Exercise brief
Go through the material and copy each line that includes "then".
═══ Supplied material
PR #410, opened 2023-05-09
migrate to the new rpcapi methods

blacksponge:
## Purpose

Migrate to new RPCAPI methods.

## Context

Zonemaster Backend introduced new RPCAPI methods to replace the current
ones that are being deprecated. Most changes are renaming the methods
and encapsulating results in objects.

## Changes

Change of methods name
* version_info -> system_versions
* profile_names -> conf_profiles
* start_domain_test -> job_create
* test_progress -> job_status
* get_test_results -> job_results
* get_test_history -> domain_history
* get_data_from_parent_zone -> lookup_delegation_data

Methods that return a object but were not before:
* conf_profiles -> { profiles }
* job_create -> { job_id }
* job_status -> { progress }
* domain_history -> { history }

## How to test this PR

1. Set a custom public profile in backend
2. Check that the GUI displays the correct list of profiles
3. Query for delegation data, NS and DS, using the GUI advanced options
4. Create a new test, check that the progress bar is correctly updated, and result correctly fetched
5. Query for tests history

### DIFF
--- a/src/app/components/result/result.component.ts
+++ b/src/app/components/result/result.component.ts
@@ -245,8 +245,8 @@ export class ResultComponent implements OnInit, OnDestroy {
     if (!this.history) {
       this.alertService.info($localize `History information request is in progress.`);
 
-      this.dnsCheckService.getTestHistory(this.historyQuery).then(data => {
-        this.history = data as any[];
+      this.dnsCheckService.getTestHistory(this.historyQuery).then(({ history }) => {
+        this.history = history as any[];
         if (this.history.length === 0) {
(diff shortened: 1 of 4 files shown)


pnax:
### v2023.1 release testing

* custom profiles work as expected
* querying delegation data works with ASCII domain, when using unicode domain, no data is fetch. This is a bug already present in master
* same for DS data retrieval
* creating a test works as expected, the progress bar is updated and the results are displayed
* the history works as expected

matsduf:
This PR has been completely reverted by #428.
══════
Response to the task
-      this.dnsCheckService.getTestHistory(this.historyQuery).then(data => {
+      this.dnsCheckService.getTestHistory(this.historyQuery).then(({ history }) => {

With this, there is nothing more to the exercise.